Anna Katharina Schwabroh (October 21, 1979 in Hamburg) is a German actress.

Life
Anna Katharina Schwabroh was born in 1979 in Hamburg. Her love for the theater began with visits to the Thalia Theater Hamburg. When she was 11 years old, she saw Robert Wilson's The Black Rider and later Time Rocker and Alice. These productions impressed Schwabroh deeply and she wanted to know theater. She won insights behind the stage, she completed internships by the Thalia Theater. She felt the urge to act on stage. Her first stage experience she gained before studying acting as lead singer of the band from Hamburg Alto.

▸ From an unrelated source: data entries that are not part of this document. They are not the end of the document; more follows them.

PR #607, opened 2022-12-16
Groupmod fixes

alejandro-colomar:
This is a preparation patch before some more fixes.  I found some problems in this file, which are not yet addressed by these fixes.  This is only cleaning up so that the more important fixes are more readable.

@hallyn  @ikerexxe  I need to add functions that are usable in the entire project; we've seen that some parts of the project don't use libmisc, right?  In which library should I put them?  Or can we make the entire project depend on libmisc?

### DIFF
--- a/src/groupmod.c
+++ b/src/groupmod.c
@@ -578,11 +578,11 @@ static void prepare_failure_reports (void)
 	                 "group %s/%ju", group_name, (uintmax_t) group_id);
 #ifdef	SHADOWGRP
 	(void) snprintf (info_gshadow.action,
-	                 512 - strlen (info_group.audit_msg),
+	                 512 - strlen (info_gshadow.audit_msg),
 	                 "group %s", group_name);
 #endif
 	(void) snprintf (info_passwd.action,
-	                 512 - strlen (info_group.audit_msg),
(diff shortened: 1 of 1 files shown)


alejandro-colomar:
Changes: added link to PR in commit message

ikerexxe (approved):
LGTM

> @hallyn @ikerexxe I need to add functions that are usable in the entire project; we've seen that some parts of the project don't use libmisc, right? In which library should I put them? Or can we make the entire project depend on libmisc?

I think it's fine to add those general functions in libmisc and make the entire project depend on this library.

alejandro-colomar:
> LGTM

Thanks!

> 
> > @hallyn @ikerexxe I need to add functions that are usable in the entire project; we've seen that some parts of the project don't use libmisc, right? In which library should I put them? Or can we make the entire project depend on libmisc?
> 
> I think it's fine to add those general functions in libmisc and make the entire project depend on this library.

Could you please do that step of making libmisc globally available?  I have no idea of the organization of the project.  I'll start writing patches that don't need that, while I wait for that to be done.

ikerexxe:
Unfortunately, I don't think I'll have time this year, but I'll try to accommodate some time.

PR #609, opened 2022-12-16
Use strlcpy(3) instead of its pattern

alejandro-colomar:
-  Since strncpy(3) is not designed to write strings, but rather
   (null-padded) character sequences (a.k.a. unterminated strings), we
   had to manually append a '\0'.  strlcpy(3) creates strings, so they
   are always terminated.  This removes dependencies between lines, and
   also removes chances of accidents.

-  Repurposing strncpy(3) to create strings requires calculating the
   location of the terminating null byte, which involves a '-1'
   calculation.  This is a source of off-by-one bugs.  The new code has
   no '-1' calculations, so there's almost-zero chance of these bugs.

-  strlcpy(3) doesn't padd with null bytes.  Padding is relevant when
   writing fixed-width buffers to binary files, or when sending them
   to other processes or through the network.  This is not the case,
   so padding is effectively ignored.

-  strlcpy(3) requires that the input string is really a string;
   otherwise it crashes (SIGSEGV).  Let's check if the input strings are
   really strings:

   -  contrib/pwdauth.c:
      -  struct passwd::pw_name is a string (see getpwent(3)).

   -  lib/fields.c:
      -  'cp' was assigned from 'newft', and 'newft' comes from fgets(3).

   -  lib/gshadow.c:
      -  strlen(string) is calculated a few lines above.

   -  libmisc/console.c:
      -  'cons' comes from getdef_str, which is a bit cryptic, but seems
         to generate strings, I guess.1

   -  libmisc/date_to_str.c:
      -  It receives a string literal.  :)

   -  libmisc/utmp.c:
      -  'tname' comes from ttyname(3), which returns a string.

   -  src/su.c:
      -  'tmp_name' has been passed to strcmp(3) a few lines above.

### DIFF
--- a/src/su.c
+++ b/src/su.c
@@ -653,8 +653,7 @@ static /*@only@*/struct passwd * check_perms (void)
 		SYSLOG ((LOG_INFO,
 		         "Change user from '%s' to '%s' as requested by PAM",
 		         name, tmp_name));
-		strncpy (name, tmp_name, sizeof(name) - 1);
-		name[sizeof(name) - 1] = '\0';
+		strlcpy (name, tmp_name, sizeof(name));
 		pw = xgetpwnam (name);
 		if (NULL == pw) {
 			(void) fprintf (stderr,
--- a/lib/fields.c
+++ b/lib/fields.c
@@ -100,8 +100,7 @@ void change_field (char *buf, size_t maxsize, const char *prompt)
 			cp++;
 		}
 
-		strncpy (buf, cp, maxsize - 1);
-		buf[maxsize - 1] = '\0';
+		strlcpy (buf, cp, maxsize);
 	}
 }
 
--- a/lib/gshadow.c
+++ b/lib/gshadow.c
@@ -15,6 +15,7 @@
 #ident "$Id$"
 
 #include <stdio.h>
+#include <string.h>
 #include "prototypes.h"
 #include "defines.h"
 static /*@null@*/FILE *shadow;
@@ -124,8 +125,7 @@ void endsgent (void)
 		sgrbuflen = len;
 	}
 
-	strncpy (sgrbuf, string, len);
-	sgrbuf[len-1] = '\0';
+	strlcpy (sgrbuf, string, len);
 
 	cp = strrchr (sgrbuf, '\n');
 	if (NULL != cp) {
--- a/libmisc/console.c
+++ b/libmisc/console.c
@@ -44,8 +44,7 @@ static bool is_listed (const char *cfgin, const char *tty, bool def)
 
 	if (*cons != '/') {
 		char *pbuf;
-		strncpy (buf, cons, sizeof (buf));
-		buf[sizeof (buf) - 1] = '\0';
+		strlcpy (buf, cons, sizeof (buf));
 		pbuf = &buf[0];
 		while ((s = strtok (pbuf, ":")) != NULL) {
 			if (strcmp (s, tty) == 0) {
--- a/libmisc/date_to_str.c
+++ b/libmisc/date_to_str.c
@@ -38,9 +38,10 @@ void date_to_str (size_t size, char buf[size], long date)
 	time_t t;
 
 	t = date;
-	if (date < 0)
-		(void) strncpy (buf, "never", size);
-	else
+	if (date < 0) {
+		(void) strlcpy (buf, "never", size);
+	} else {
 		(void) strftime (buf, size, "%Y-%m-%d", gmtime (&t));
-	buf[size - 1] = '\0';
+		buf[size - 1] = '\0';
+	}
 }
--- a/libmisc/utmp.c
+++ b/libmisc/utmp.c
@@ -40,10 +40,8 @@ static bool is_my_tty (const char *tty)
 
 	if ('\0' == tmptty[0]) {
 		const char *tname = ttyname (STDIN_FILENO);
-		if (NULL != tname) {
-			(void) strncpy (tmptty, tname, sizeof tmptty);
-			tmptty[sizeof (tmptty) - 1] = '\0';
-		}
+		if (NULL != tname)
+			(void) strlcpy (tmptty, tname, sizeof tmptty);
 	}
 
 	if ('\0' == tmptty[0]) {


alejandro-colomar:
I decided to split the string changes in smaller PRs, so it's easier to review each one.

hallyn:
I'm sorry, I know I'm being slow, but I'd really like to review all string parsing patches closely myself.  I'll aim to get to this by EOD Monday.

ikerexxe (commented):
Some general remarks. `strlcpy` returns the total length of the new string, so I think this should be checked. I know it wasn't done before, but as we are improving the code I think it would be good.

On top of that, you changed `pwdauth.c` file, do you know what's its purpose? I mean, I don't see this binary in my distribution and it isn't in use by any test (that's why it's in `contrib` folder, right?). I know you didn't add this file but as I was reviewing it I got curious.

alejandro-colomar:
> Some general remarks. `strlcpy` returns the total length of the new string, so I think this should be checked. I know it wasn't done before, but as we are improving the code I think it would be good.

Yes, `strlcpy(3)` return value should almost always be checked (it's only possibly irrelevant when logging).  However, I do not know what's the appropriate action for such cases (which is why I intended to do it in a different PR).  Should we just abort?  If so, I'd add a function `xstrlcpy()` similar to `xmalloc()`, and let it die on truncation.  Another option is to report the truncation,. but that's only useful for user input.  In case of a programming error, I think we should just abort.

> 
> On top of that, you changed `pwdauth.c` file, do you know what's its purpose? I mean, I don't see this binary in my distribution and it isn't in use by any test (that's why it's in `contrib` folder, right?). I know you didn't add this file but as I was reviewing it I got curious.

I know the same as you :)  I guess it's some old file that was used in the past.

```sh
alx@debian:~$ apt-file find pwdauth
alx@debian:~$
```

It seems to be extinct.

How about removing extinct files?  They are in the git history anyway, so if someone wants to recover them, they just need to dig in the git history.  It would remove a few thousands of LoC I guess :)

hallyn:
> BTW, I still haven't received the phone I "bought" 2+ years ago, so I guess I can wait a few > days for a review ;)

Oh, you too are waiting for a pro1x?

alejandro-colomar:
> > BTW, I still haven't received the phone I "bought" 2+ years ago, so I guess I can wait a few > days for a review ;)
> 
> Oh, you too are waiting for a pro1x?

Yep :)
<https://s3hh.wordpress.com/2020/09/07/sxmo-on-pinephone/#comment-7201>
I already forgot when I ordered it...

ikerexxe:
> Yes, `strlcpy(3)` return value should almost always be checked (it's only possibly irrelevant when logging). However, I do not know what's the appropriate action for such cases (which is why I intended to do it in a different PR). Should we just abort? If so, I'd add a function `xstrlcpy()` similar to `xmalloc()`, and let it die on truncation. Another option is to report the truncation,. but that's only useful for user input. In case of a programming error, I think we should just abort. (However, I have concerns about crashing in the middle of a shadow program, since a password might end up in a core dump...)

Following the example of `xmalloc()` seems to me to be the most sensible idea.

> How about removing extinct files? They are in the git history anyway, so if someone wants to recover them, they just need to dig in the git history. It would remove a few thousands of LoC I guess :)

I like this idea, especially if we don't use these lines for anything useful.

alejandro-colomar:
@hallyn 

There's one thing which I'm not 100% certain of it.  I guess we don't need padding null bytes after the terminating null byte.  However, I think that some systems require them in some functions (probably those that write things like utmp structures to files.  You'll probably know better than me when we require that and when we don't.  I'd like you to be especially careful about those when reviewing.  Thanks! :)

alejandro-colomar:
> > Yes, `strlcpy(3)` return value should almost always be checked (it's only possibly irrelevant when logging). However, I do not know what's the appropriate action for such cases (which is why I intended to do it in a different PR). Should we just abort? If so, I'd add a function `xstrlcpy()` similar to `xmalloc()`, and let it die on truncation. Another option is to report the truncation,. but that's only useful for user input. In case of a programming error, I think we should just abort. (However, I have concerns about crashing in the middle of a shadow program, since a password might end up in a core dump...)
> 
> Following the example of `xmalloc()` seems to me to be the most sensible idea.

Okay.  But I'll do that in a separate PR.  I prefer to first make sure this small patch is safe, and then send another one.  I'm a bit worried about these changes.

> 
> > How about removing extinct files? They are in the git history anyway, so if someone wants to recover them, they just need to dig in the git history. It would remove a few thousands of LoC I guess :)
> 
> I like this idea, especially if we don't use these lines for anything useful.

alejandro-colomar:
Rebased to master

hallyn:
I see, strlcpy comes in with libbsd-dev.  I was trying to figure out why I didn't have the manpage here.

hallyn:
> @hallyn
> 
> There's one thing which I'm not 100% certain of it. I guess we don't need padding null bytes after the terminating null byte. However, I think that some systems require them in some functions that accept fixed-width buffers (probably those that write things like utmp structures to files). You'll probably know better than me when we require that and when we don't. I'd like you to be especially careful about those when reviewing. Thanks! :)

Well honestly there is nothing performance sensitive about any of these, so starting with a memset(dst, 0, sizeof(dst)) would be fine.

src/su.c
```diff
@@ -655,8 +655,7 @@ static /*@only@*/struct passwd * check_perms (void)
 		SYSLOG ((LOG_INFO,
 		         "Change user from '%s' to '%s' as requested by PAM",
 		         name, tmp_name));
-		strncpy (name, tmp_name, sizeof(name) - 1);
```
hallyn, line 658: So you're right in the patch description that

> tmp_name' has been passed to strcmp(3) a few lines above.

however that could have been counting on $name being null terminated, not $tmp_name.

Now I find it hard to believe that pam_get_item would return a non-null-terminated string with PAM_SUCCESS, however I :sadface: notice that the manpage declines to guarantee that for us :(

alejandro-colomar: Taking into account that there's no size parameter, it necessarily is a string.  Otherwise, it would need to document some kind of size that the user needs to use to read from the pointer, to avoid overrunning the buffer.

I guess they didn't document it believing it would be obvious...  I'd prefer it documented though.  Just saying that it's a string would be enough :/

alejandro-colomar: BTW, `strcmp(3)` requires that both arguments are strings.  If one of them is not a string, then `strncmp(3)` should be called.

alejandro-colomar:
> > @hallyn
> > There's one thing which I'm not 100% certain of it. I guess we don't need padding null bytes after the terminating null byte. However, I think that some systems require them in some functions that accept fixed-width buffers (probably those that write things like utmp structures to files). You'll probably know better than me when we require that and when we don't. I'd like you to be especially careful about those when reviewing. Thanks! :)
> 
> Well honestly there is nothing performance sensitive about any of these, so starting with a memset(dst, 0, sizeof(dst)) would be fine.

I would very much prefer not to call bzero(3) (or memset(3)) unless necessary.  The main issue is readability.  If I read some call to bzero(3), I default to believe it is necessary, and try to understand the reason.  Zeroing just because I'm not sure how libc works, makes me believe that the solution would be to make sure that libc documents its behavior.

Since I mentioned Jakub in another thread today, I guess I can abuse a little bit of him (and a few more people) and ask...

@jakubjelinek @fweimer @zatrazz Is there any libc function (or syscall wrapper) that expects a null-padded fixed-width character sequence (I'm talking about things like `struct utmp.ut_user`) where padding null bytes (I'm not talking about the terminating null byte when the character sequence is shorter than the buffer, but null bytes _after_ the terminating one) are significant?

I'll quote the utmp(5) manual page here:

```
STANDARDS
       POSIX.1 does not specify a utmp structure, but rather one  named  utmpx
       (as  part  of  the  XSI  extension), with specifications for the fields
       ut_type, ut_pid, ut_line, ut_id, ut_user, and ut_tv.  POSIX.1 does  not
       specify the lengths of the ut_line and ut_user fields.

       Linux defines the utmpx structure to be the same as the utmp structure.

   Comparison with historical systems
       ...

       In Linux (as in System V), the ut_id  field  of  a  record  will  never
       change once it has been set, which reserves that slot without needing a
       configuration file.  Clearing ut_id may result in race conditions lead‐
       ing  to  corrupted utmp entries and potential security holes.  Clearing
       the abovementioned fields by filling them with null bytes  is  not  re‐
       quired  by  System  V semantics, but makes it possible to run many pro‐
       grams which assume BSD semantics and which do not modify  utmp.   Linux
       uses the BSD conventions for line contents, as documented above.

       ...
```

I'd like to know, not only about utmp(5), but about any API in glibc, if you know.  I'm guessing padding nulls won't be significant, but we better make sure.  Also, it would be nice if you know all of the APIs that have meaningful padding in other systems; I'd like to document them more clearly; probably in CAVEATS.

Thanks!

hallyn (approved):

alejandro-colomar:
Rebased to master.

hallyn:
Have looked a bit more at all the callers, am convinced this is fine.

Thank you

alejandro-colomar:
Thanks :)

alejandro-colomar:
> > @jakubjelinek @fweimer @zatrazz Is there any libc function (or syscall wrapper) that expects a null-padded fixed-width character sequence (I'm talking about things like `struct utmp.ut_user`) where padding null bytes (I'm not talking about the terminating null byte when the character sequence is shorter than the buffer, but null bytes _after_ the terminating one) are significant?
> 
> @alejandro-colomar Not sure if I understand the question. Why would bytes after the object, outside its boundaries, be significant?

Not outside the object, but outside the string.

> 
> There are some struct fields where it is not entirely clear (particularly across operating systems) whether a fixed-length string usually used with `strncpy` must include a terminating null byte or not (that is, if the maximum string length is one less than the size of the byte array, or exactly the array size).

Yep, that's the kind of information I'd like to know.  I'd like to document in the manual pages what kind of promises/restrictions are imposed on GNU/Linux systems, and what kind of promises one would get in other Unix systems (well, I care only about common free systems mostly, which restricts the search to the BSDs basically; nonfree systems are out of luck).

So, for the previous paragraph where you had a doubt, let's imagine the following case:

```c
char array[11] = "foo\0garbage";
char array[11] = "foo";  // filled with '\0'
```

For the fixed-width buffers you mentioned (e.g., utmp(5)), would both contents be equally valid?  In which systems would the garbage be something to avoid?

Thanks!

alejandro-colomar:
@fweimer Who might know?  I'd like to know if the glibc APIs read the entire array, or if they just read until the first NUL and then fill with null bytes even if the buffer contained garbagge.

alejandro-colomar:
> I don't think you can expect implementations to clear the padding before writing the data to disk.

Thanks.  I guess we can do the following to be safe:

-  Never malloc(3), but rather calloc(3) all utmp structures.
-  Always zero those structures between uses if they are reused.

PR #613, opened 2022-12-21
Remove dead code

alejandro-colomar:


ikerexxe:
LGTM!

Is that all for this PR? If so I'll proceed to merge it.

alejandro-colomar:
I think this is all of it.  Since we were using syslog (AFAICT), there's not much we can remove, apart from the conditionals themselves.

alejandro-colomar:
I still want to remove the funny comment in source code that I introduced, so I'll investigate the `RLOGIN` and `RUSEROK` macros, but in a new PR...

ikerexxe:
Thanks and good work!

PR #615, opened 2022-12-21
Don't redefine errno(3)

alejandro-colomar:
It is Undefined Behavior to declare errno (see NOTES in its manual page). Instead of using the errno dummy declaration, use one that doesn't need a comment.


ikerexxe:
Is this part of some additional work? Or can I merge it as it is?

alejandro-colomar:
No, this is all; you can merge it.
I'm trying to be consistent in the use of draft pull requests until they're ready.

From 2002 to 2006, she completed her acting studies at the University of the Arts Bern. She received her diploma. Engagements have taken her to the Schauspielhaus Zurich to the Lucerne Theater and the Theater Fabrik Hamburg.

She appeared in television productions, including the crime scene and Hamburg Dockland. In the Swiss film Cargo Schwabroh played the main role. In summer 2009, she played Clara in the operetta The White Horse Inn on the floating stage Kreuzlingen. In the summer of 2010, she performed at the Berliner Ensemble in the musical The Island Comedy.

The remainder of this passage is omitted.